Eventually, British roads might add special lanes just for electric vehicles to recharge.

Imagine being able to drive as long as you’d like, the length of your trip limited only by the capacity of your bladder, not by the size of your fuel tank – or your battery.

A pilot project about to get underway in England could make it easy. The government-owned Highways England is launching an 18-month trial that eventually may help eliminate so-called “range anxiety,” making it possible for electric vehicles to charge while they drive, drawing power from the road itself.

It’s one of a variety of creative concepts that highway planners are studying. A Dutch company wants to replace conventional asphalt with interlocking, Lego-like blocks created from recycled soft drink bottles. A U.S. entrepreneur, meanwhile, wants to replace conventional pavement with blocks of glass, turning the road itself into a giant solar panel, generating power that perhaps could be used for recharging electric vehicles.

“Vehicle technologies are advancing at an ever increasing pace and we’re committed to supporting the growth of ultra-low emissions vehicles on England’s motorways,” said Mike Wilson, chief engineer for Highways England.

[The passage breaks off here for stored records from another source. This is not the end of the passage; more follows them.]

PR #286, opened 2025-06-24
refactor: flatten LOD chunk structure

phoenixAja:
## Refactor: Flatten LOD chunk structure

This PR simplifies the internal `chunks_` data structure in `ChunkManagerSource` by flattening the list-of-lists into a single `ImageChunk[]`. Previously, chunks were stored as a nested `ImageChunk[][]` keyed by LOD index, but this is redundant since each `ImageChunk` already contains a `lod` property.

No behavioral changes; this is a pure internal cleanup.


shlomnissan (approved):
:+1:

The government agency is setting up a pilot project where the pavement will conceal a network of buried cables and coils. Specially equipped vehicles will be able to tap the electromagnetic fields that the system creates, recharging their batteries while driving, rather than having to pull over and plug in.

A Highways England schematic shows how the concept would work.

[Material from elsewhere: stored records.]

PR #287, opened 2025-06-24
feat: Load only visible chunks based on view bounds

phoenixAja:
## Load only visible chunks based on view bounds

This PR introduces visibility culling to the chunk loading system. Instead of loading all chunks at the current LOD, we now compute which chunks intersect the visible view bounds and only load those.

###  Features

- **New `getVisibleChunks()` API**: Returns only chunks that are both `visible` and `loaded`, ready for rendering.
- **View-aware chunk loading**: `updateChunks()` now computes visibility using screen-projected bounds and loads only chunks that are in-view and currently `"unloaded"`.
- **Visibility invalidation optimization**: Adds `hasVisibleBoundsChanged()` to avoid recomputing visibility if the camera hasn't moved.
- **Error handling**: Gracefully catches chunk loading errors and resets chunk state to `"unloaded"`.

### Benefits

- Reduces memory and network load by only loading chunks the user can actually see.
- Avoids repeated visibility computation when the view is unchanged.

### Tests: 
verified chunk_streaming example is only loading the chunks within the current viewport

### DIFF
--- a/packages/core/src/core/chunk_manager.ts
+++ b/packages/core/src/core/chunk_manager.ts
@@ -131,8 +131,6 @@ export class ChunkManagerSource {
   }
 
   public async updateChunks(visibleBounds: Bounds) {
-    // TODO: map the LOD factor from the chunk manager to an available LOD in image space
-    // TODO: replace the following block with loading based on intersection tests
     if (this.hasVisibleBoundsChanged(visibleBounds)) {
       this.computeVisibleChunks(visibleBounds);
       this.lastVisibleBounds_ = {
--- a/packages/core/src/core/chunk_manager.ts
+++ b/packages/core/src/core/chunk_manager.ts
@@ -69,7 +69,7 @@ export class ChunkManagerSource {
           this.chunks_.push({
             state: "unloaded",
             lod,
-            visible: true, // TODO:(shlomnissan) should be set to false
+            visible: false,
             shape: {
               x: chunkWidth,
               y: chunkHeight,
--- a/packages/core/src/core/chunk_manager.ts
+++ b/packages/core/src/core/chunk_manager.ts
@@ -110,7 +110,9 @@ export class ChunkManagerSource {
   }
 
   public getVisibleChunks(): ImageChunk[] {
-    return this.chunks_[this.currentLOD_].filter((e) => e.visible);
+    const visibleChunks = this.chunks_[this.currentLOD_].filter((e) => e.visible);
+    const visibleAndReady = visibleChunks.filter((e) => e.state === "loaded");
+    return visibleAndReady;
   }
 
   public setLOD(lodFactor: number): void {
@@ -126,15 +128,59 @@ export class ChunkManagerSource {
     }
   }
 
-  public async updateChunks(_: Bounds) {
-    // TODO: map the LOD factor from the chunk manager to an available LOD in image space
-    // TODO: replace the following block with loading based on intersection tests
+  public async updateChunks(visibleBounds: Bounds) {
+    this.computeVisibleChunks(visibleBounds);
+
     for (const chunk of this.chunks_[this.currentLOD_]) {
-      if (chunk.state === "unloaded") {
+      if (chunk.visible && chunk.state === "unloaded") {
         chunk.state = "loading";
         this.loader_.loadChunkDataFromRegion(chunk, this.region_).then(() => {
           chunk.state = "loaded";
+        }).catch((error) => {
+          console.error(`Error loading chunk (${chunk.chunkIndex?.x},${chunk.chunkIndex?.y}): ${error}`);
+          chunk.state = "unloaded";
         });
+      }
+    }
+  }
+
+  private computeVisibleChunks(visibleBounds: Bounds): void {
+    const currentChunks = this.chunks_[this.currentLOD_];
+    if (currentChunks.length === 0) return;
+
+    // Get chunk size in virtual coordinates for current LOD
+    const firstChunk = currentChunks[0];
+    const chunkVirtualWidth = firstChunk.shape.x * firstChunk.scale.x;
+    const chunkVirtualHeight = firstChunk.shape.y * firstChunk.scale.y;
+
+    // Compute chunk index range using analytical approach
+    const chunkIndexX1 = Math.floor(visibleBounds.min[0] / chunkVirtualWidth);
+    const chunkIndexX2 = Math.floor(visibleBounds.max[0] / chunkVirtualWidth);
+    const chunkIndexY1 = Math.floor(visibleBounds.min[1] / chunkVirtualHeight);
+    const chunkIndexY2 = Math.floor(visibleBounds.max[1] / chunkVirtualHeight);
+
+    // Ensure min/max are in correct order
+    const minChunkIndexX = Math.min(chunkIndexX1, chunkIndexX2);
+    const maxChunkIndexX = Math.max(chunkIndexX1, chunkIndexX2);
+    const minChunkIndexY = Math.min(chunkIndexY1, chunkIndexY2);
+    const maxChunkIndexY = Math.max(chunkIndexY1, chunkIndexY2);
+
+    // Reset all chunks to not visible first
+    for (const chunk of currentChunks) {
+      chunk.visible = false;
+    }
+
+    // Set visible chunks based on index range
+    for (const chunk of currentChunks) {
+      if (!chunk.chunkIndex) continue;
+      const { x, y } = chunk.chunkIndex;
+      if (
+        x >= minChunkIndexX &&
+        x <= maxChunkIndexX &&
+        y >= minChunkIndexY &&
+        y <= maxChunkIndexY
+      ) {
+        chunk.visible = true;
       }
     }
   }
--- a/packages/core/src/core/chunk_manager.ts
+++ b/packages/core/src/core/chunk_manager.ts
@@ -157,41 +157,35 @@ export class ChunkManagerSource {
 
   private updateChunkVisibility(visibleBounds: Bounds): void {
     if (this.chunks_.length === 0) return;
-    const firstChunkAtLOD = this.chunks_.find(
-      (chunk) => chunk.lod === this.currentLOD_
-    );
-    if (!firstChunkAtLOD) return;
-    const chunkVirtualWidth = firstChunkAtLOD.shape.x * firstChunkAtLOD.scale.x;
-    const chunkVirtualHeight =
-      firstChunkAtLOD.shape.y * firstChunkAtLOD.scale.y;
 
-    const minChunkIndexX = Math.floor(visibleBounds.min[0] / chunkVirtualWidth);
-    const maxChunkIndexX = Math.ceil(visibleBounds.max[0] / chunkVirtualWidth);
-    const minChunkIndexY = Math.floor(
-      visibleBounds.min[1] / chunkVirtualHeight
-    );
-    const maxChunkIndexY = Math.ceil(visibleBounds.max[1] / chunkVirtualHeight);
-
-    // Reset visibility and set visible chunks based on index range in a single pass
     for (const chunk of this.chunks_) {
-      // exit early if chunks are not at the current LOD
-      if (chunk.lod !== this.currentLOD_) {
+      if (!chunk.chunkIndex) {
         chunk.visible = false;
         continue;
       }
 
-      chunk.visible = false;
-      if (chunk.chunkIndex) {
-        const { x, y } = chunk.chunkIndex;
-        if (
-          x >= minChunkIndexX &&
-          x <= maxChunkIndexX &&
-          y >= minChunkIndexY &&
-          y <= maxChunkIndexY
-        ) {
-          chunk.visible = true;
-        }
-      }
+      const chunkVirtualWidth = chunk.shape.x * chunk.scale.x;
+      const chunkVirtualHeight = chunk.shape.y * chunk.scale.y;
+
+      const minChunkIndexX = Math.floor(
+        visibleBounds.min[0] / chunkVirtualWidth
+      );
+      const maxChunkIndexX = Math.ceil(
+        visibleBounds.max[0] / chunkVirtualWidth
+      );
+      const minChunkIndexY = Math.floor(
+        visibleBounds.min[1] / chunkVirtualHeight
+      );
+      const maxChunkIndexY = Math.ceil(
+        visibleBounds.max[1] / chunkVirtualHeight
+      );
+
+      const { x, y } = chunk.chunkIndex;
+      chunk.visible =
+        x >= minChunkIndexX &&
+        x <= maxChunkIndexX &&
+        y >= minChunkIndexY &&
+        y <= maxChunkIndexY;
     }
   }
 
--- a/packages/core/src/core/chunk_manager.ts
+++ b/packages/core/src/core/chunk_manager.ts
@@ -173,22 +173,19 @@ export class ChunkManagerSource {
     const minChunkIndexY = Math.min(chunkIndexY1, chunkIndexY2);
     const maxChunkIndexY = Math.max(chunkIndexY1, chunkIndexY2);
 
-    // Reset all chunks to not visible first
+    // Reset visibility and set visible chunks based on index range in a single pass
     for (const chunk of this.chunks_) {
       chunk.visible = false;
-    }
-
-    // Set visible chunks based on index range
-    for (const chunk of this.chunks_) {
-      if (!chunk.chunkIndex) continue;
-      const { x, y } = chunk.chunkIndex;
-      if (
-        x >= minChunkIndexX &&
-        x <= maxChunkIndexX &&
-        y >= minChunkIndexY &&
-        y <= maxChunkIndexY
-      ) {
-        chunk.visible = true;
+      if (chunk.chunkIndex) {
+        const { x, y } = chunk.chunkIndex;
+        if (
+          x >= minChunkIndexX &&
+          x <= maxChunkIndexX &&
+          y >= minChunkIndexY &&
+          y <= maxChunkIndexY
+        ) {
+          chunk.visible = true;
+        }
       }
     }
   }
--- a/packages/core/src/core/chunk_manager.ts
+++ b/packages/core/src/core/chunk_manager.ts
@@ -8,6 +8,7 @@ import { Region } from "../data/region";
 import { Camera } from "../objects/cameras/camera";
 import { vec2, vec4, mat4 } from "gl-matrix";
 import { almostEqual } from "../utilities/almost_equal";
+import { Logger } from "../utilities/logger";
 
 type Bounds = { min: vec2; max: vec2 };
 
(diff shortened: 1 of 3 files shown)


packages/core/src/core/chunk_manager.ts
```diff
@@ -126,18 +130,85 @@ export class ChunkManagerSource {
...
+
+    // Set visible chunks based on index range
+    for (const chunk of this.chunks_) {
+      if (!chunk.chunkIndex) continue;
+      const { x, y } = chunk.chunkIndex;
+      if (
+        x >= minChunkIndexX &&
+        x <= maxChunkIndexX &&
+        y >= minChunkIndexY &&
+        y <= maxChunkIndexY
```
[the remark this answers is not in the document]
phoenixAja: i think this is safe to assume

packages/core/src/core/chunk_manager.ts
```diff
@@ -126,18 +130,82 @@ export class ChunkManagerSource {
...
+      }
+    }
+  }
+
+  private hasVisibleBoundsChanged(visibleBounds: Bounds): boolean {
+    if (!this.lastVisibleBounds_) {
+      return true;
+    }
+
+    const EPSILON = 1e-6;
```
andy-sweet: Given that `almostEquals` was defined in the last PR and is already imported and used in this module, use it here too?

packages/core/src/core/chunk_manager.ts
```diff
@@ -126,18 +130,82 @@ export class ChunkManagerSource {
...
+
+  private computeVisibleChunks(visibleBounds: Bounds): void {
+    if (this.chunks_.length === 0) return;
+
+    const firstChunk = this.chunks_[0];
+    const chunkVirtualWidth = firstChunk.shape.x * firstChunk.scale.x;
+    const chunkVirtualHeight = firstChunk.shape.y * firstChunk.scale.y;
+
+    const chunkIndexX1 = Math.floor(visibleBounds.min[0] / chunkVirtualWidth);
+    const chunkIndexX2 = Math.floor(visibleBounds.max[0] / chunkVirtualWidth);
```
andy-sweet: I would expect to see `ceil` instead of `floor` with the max values / upper bounds. I did a little digging and found that `visibleBounds.min[1]` was greater than `visibleBounds.max[1]` which was unexpected. I think you may need to change the normalized coordinates defined for topLeft and bottomRight in `computeVisibleBounds` to be (-1, -1) and (1, 1) respectively?

If that expectation is correct, then I think you could also remove the calls to min/max below since we know which ones are bigger/smaller.

packages/core/src/core/chunk_manager.ts
```diff
@@ -126,18 +130,82 @@ export class ChunkManagerSource {
...
+            chunk.state = "unloaded";
+          });
       }
     }
   }
+
+  private computeVisibleChunks(visibleBounds: Bounds): void {
+    if (this.chunks_.length === 0) return;
+
+    const firstChunk = this.chunks_[0];
```
andy-sweet: Don't you need the first chunk of the current LOD? While the shapes may often be the same, I assume the scales are different.

andy-sweet (changes requested):
Mostly looks as expected, but I think I spotted a few issues that may be causing the chunks to not be marked as visible when they should be.

https://github.com/user-attachments/assets/555b3100-284b-4b94-bf86-2886e431efd6

I made an attempt to address some of my comments here which might fix that issue, but I'm not certain: https://github.com/chanzuckerberg/idetik/compare/phoenix/visible-bounds...andy-sweet/fix-bounds?expand=1

packages/core/src/core/chunk_manager.ts
phoenixAja: you're right, i forgot i did that lol

packages/core/src/core/chunk_manager.ts
andy-sweet: Or maybe you need to define the virtual width and height per LOD and move some of this into the loop below in an efficient way? I'm not sure if the visibility of chunks not in the current LOD needs to be reflected (or if they could just be false).

packages/core/src/core/chunk_manager.ts
```diff
@@ -126,18 +130,82 @@ export class ChunkManagerSource {
...
+    const chunkVirtualWidth = firstChunk.shape.x * firstChunk.scale.x;
+    const chunkVirtualHeight = firstChunk.shape.y * firstChunk.scale.y;
+
+    const chunkIndexX1 = Math.floor(visibleBounds.min[0] / chunkVirtualWidth);
```
andy-sweet: This calculation may also need to take into account the `offset` of each chunk because there may be a `translation` in the metadata. That is not properly accounted for when initializing the chunks, so it does not need to happen in this PR though.

packages/core/src/core/chunk_manager.ts
```diff
@@ -126,18 +130,82 @@ export class ChunkManagerSource {
...
+            console.error(
+              `Error loading chunk (${chunk.chunkIndex?.x},${chunk.chunkIndex?.y}): ${error}`
+            );
+            chunk.state = "unloaded";
+          });
       }
     }
   }
+
+  private computeVisibleChunks(visibleBounds: Bounds): void {
```
andy-sweet: As this has the side-effect of updating the visibility of the chunks, it would be better to give it a name that indicates that (e.g. `updateVisibleChunks` or `updateChunkVisibility`).

packages/core/src/core/chunk_manager.ts
phoenixAja: can you elaborate? Not sure i'm following

andy-sweet: The OME-NGFF allows a translation transform for each multi-scale level (and maybe an overall one too?), which among other things is sometimes used to maintain a meaningful origin across processed images (e.g. after cropping).

We currently capture it [as an image attribute](https://github.com/chanzuckerberg/idetik/blob/2459e46ddb9b3868b01a7624ee0b19ef3cadd431/packages/core/src/data/ome_zarr_image_loader.ts#L21) and use it in the old style of loading, but the chunks in the chunk manager currently ignore it.

For that reason and because it's not common, this is definitely one of those times to make an issue rather than fix in this PR.

packages/core/src/core/chunk_manager.ts
```diff
@@ -126,20 +130,82 @@ export class ChunkManagerSource {
...
+    if (this.hasVisibleBoundsChanged(visibleBounds)) {
+      this.computeVisibleChunks(visibleBounds);
+      this.lastVisibleBounds_ = {
+        min: vec2.clone(visibleBounds.min),
+        max: vec2.clone(visibleBounds.max),
+      };
+    }
     for (const chunk of this.chunks_) {
-      if (chunk.state === "unloaded") {
+      if (chunk.visible && chunk.state === "unloaded") {
```
andy-sweet: I can't comment on the actual line because GitHub, but should the TODO on line 72 be fixed by initializing visible to `false`?

phoenixAja: removed

packages/core/src/core/chunk_manager.ts
```diff
@@ -109,7 +110,10 @@ export class ChunkManagerSource {
 
   public getVisibleChunks(): ImageChunk[] {
```
andy-sweet: I think that visible is a bit overloaded in this module. This method's definition of visible (from its name getVisibleChunks) is "should this chunk be rendered" whereas `chunk.visible` seems to be "is this chunk in the visible bounds".

If we need to distinguish between those, they should be distinguished by name - here are not great naming ideas: `inVisibleBounds`, `toBeRendered`, `ready`.

packages/core/src/core/chunk_manager.ts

The concept is similar to the inductive charging systems commonly used for consumer electronic devices such as toothbrushes or cellphones. A number of automakers, including Tesla, BMW and Nissan are working on inductive chargers that could be set up in a private or commercial garage.

(Audi, Aston Martin developing new battery SUVs to challenge Tesla Model X. Click Here for more.)

The big difference here is that the British system wouldn’t require a vehicle to be parked. A motorist would tap into the electromagnetic field even while racing along on one of the fast British motorways.

That could provide a significant advancement over today’s battery-car technology. With the exception of the Tesla Model S, most electric vehicles can barely manage 100 miles on a charge. And Tesla buyers pay a significant premium for the larger battery packs needed to travel longer distances.

Even then, battery vehicles typically must be recharged for hours before they’re ready to roll again, something that makes a long trip a chore.

The Highways England project isn’t the first to try building chargers into the road. Another U.K. venture, in the London suburb of Milton Keynes, allows special buses to recharge every time they stop at a station along their route.

Inventors Scott and Julie Bursaw show off their prototype solar parking lot.

In South Korea, two electric buses operating on a 7.5-mile route in the city of Gumi can tap into a similar, buried power network, using a concept called Shaped Magnetic Field in Resonance, or SMFIR.

Officials with Highways England claim their technology is even more advanced, among other things being more effective at transferring energy from the underground coils to vehicles. And the system would be able to handle a fleet of passenger cars, not a limited number of specially equipped buses.

For now, Highways England will test the technology on special routes with a small number of participants, but officials suggested they could expand the project onto public roads if it proves successful.

In the coming years, motorists could see such systems become commonplace, proponents suggest, especially if there’s no breakthrough in battery technology that would allow electric vehicles to store more power and slash charge times.

“Vehicles capable of being charged directly from the road during operation could become the next pioneering step in the development towards reduced environmental impact,” said Niklas Gustavsson, Executive Vice President of Corporate Sustainability for the Volvo Group. Volvo is testing another in-road vehicle charging project in its home town of Gothenburg Sweden.

But researchers are looking at other ways to improve on today’s roadways. Among other things, they’re considering alternatives to conventional concrete and asphalt that might be cleaner and longer lasting.

That plastic soft drink bottle you’ve stuck into your car’s cupholder as you race down the road could see new life as part of the road itself. At least, that’s the idea of a small Dutch company called KWS Infra. Dubbed PlasticRoad, the materials could last as much as three times longer than conventional pavement and withstand temperatures ranging from -40 to 176 degrees Fahrenheit.

(For more on the PlasticRoad project, Click Here.)

The plastic blocks would have built-in conduits to route wires, drainage pipes and other roadway infrastructure. And it would simply be a matter of changing out those pieces, much like Lego blocks, to add another lane or move the road itself.

Meanwhile, a small U.S. start-up based in rural Idaho has been tinkering with a way to replace conventional roads with hexagonal blocks of glass-encased solar cells. Entrepreneurs Julie and Scott Brusaw have already paved a driveway with the material and have generated several million dollars in federal grants and crowdsourced funding to test the technology.

As with the PlasticRoad concept, those blocks could be fitted with pipes, wires and perhaps even a charging grid for electric vehicles that would tap energy generated by the road itself.